Scott W. Brady, Western District: “This office will continue to deploy all prosecutorial tools at our disposal to protect the citizens of western Pennsylvania from those individuals and criminal organizations which traffic in all illegal controlled substances, including marijuana.”
RHODE ISLAND
Stephen G. Dambruch (Sessions interim appointee): Dambruch has issued no public statement.
VERMONT
Christina E. Nolan: “We’re going to use the principles we’ve long used in all drug cases to prioritize our finite resources.” (Source: Burlington Free Press.)
WASHINGTON
Annette L. Hayes, Western District: “[W]e have investigated and prosecuted, over many years, cases involving organized crime, violent and gun threats, and financial crimes related to marijuana. We will continue to do so to ensure—consistent with the most recent guidance from the department—that our enforcement efforts with our federal, state, local, and tribal partners focus on those who pose the greatest safety risk to the people and communities we serve.”
Joseph H. Harrington, Eastern District (Sessions’s interim appointee): “This United States Attorney’s Office will continue to ensure, consistent with the most recent guidance from the Department of Justice, that its enforcement efforts with our federal, state, local, and tribal law enforcement partners focus on those who pose the greatest safety risk to the communities in Eastern Washington, by disrupting criminal organizations, tackling the growing drug crisis, thwarting violent crime, and corralling white-collar fraudsters in this district.”
WEST VIRGINIA
William J. Powell, Northern District: “West Virginia remains first in the nation in overdose deaths per capita.

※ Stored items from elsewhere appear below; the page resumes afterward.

Issue #500, opened 2022-10-25
[Feature Request]: Update electron to shut down TA on MacOS shutdown/restart


josephdadams:
### What feature would you like to see added to TallyArbiter?

A user has reported that when they shut down their Mac, TA prevents the shutdown process.

We should add a listener and shut it down.

https://stackoverflow.com/questions/51804259/how-to-prevent-electron-app-from-interrupting-macos-system-shutdown

Jocke4f:
Was the fix for this included in https://github.com/josephdadams/TallyArbiter/releases/tag/v3.0.8? If so can we then close this issue?

josephdadams:
yep

PR #646, opened 2024-02-04
Allow shutdown on mac while app is running

gr8kingg:
Currently, if app is still running and the mac os is shutdown, the app prevents shutdown. This allows the shutdown to close the app.


josephdadams:
Fixes #500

We are working hand in hand with our task forces, other law enforcement agencies, and county prosecutor partners to prosecute those who are delivering poison to our communities and committing violent crimes. The attorney general has entrusted me to deploy our resources and prioritize our work in a manner to best accomplish these goals. I will honor that trust by always doing what is best for this district.”

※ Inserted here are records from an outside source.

Issue #640, opened 2024-01-21
[Bug]: Error [ERR_REQUIRE_ESM]


szkrstms:
### What happened?

I installed from CLI (https://josephdadams.github.io/TallyArbiter/docs/installation/cli), but but it doesn't want to start on Raspberry Pi (Linux magic-pi 6.1.21-v7+ #1642 SMP Mon Apr  3 17:20:52 BST 2023 armv7l).
~ $ sudo n 20.10.0
  installing : node-v20.10.0
       mkdir : /usr/local/n/versions/node/20.10.0
       fetch : https://nodejs.org/dist/v20.10.0/node-v20.10.0-linux-armv7l.tar.xz
     copying : node/20.10.0
   installed : v20.10.0 (with npm 10.2.3)

~ $ node --version
v20.10.0

~ $ sudo npm i -g tallyarbiter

Michael B. Stuart, Southern District: While noting his office will pursue “vigorous and aggressive enforcement of federal law, especially in the area of drugs,” Stuart said “I will comply with all congressional mandates” and take “no extraordinary action” as long as dispensaries and other cannabis businesses operating under state law also operate “within the constraints and guidance” of the Rohrabacher-Blumenauer amendment. (Source: Source: Charleston Gazette-Mail.)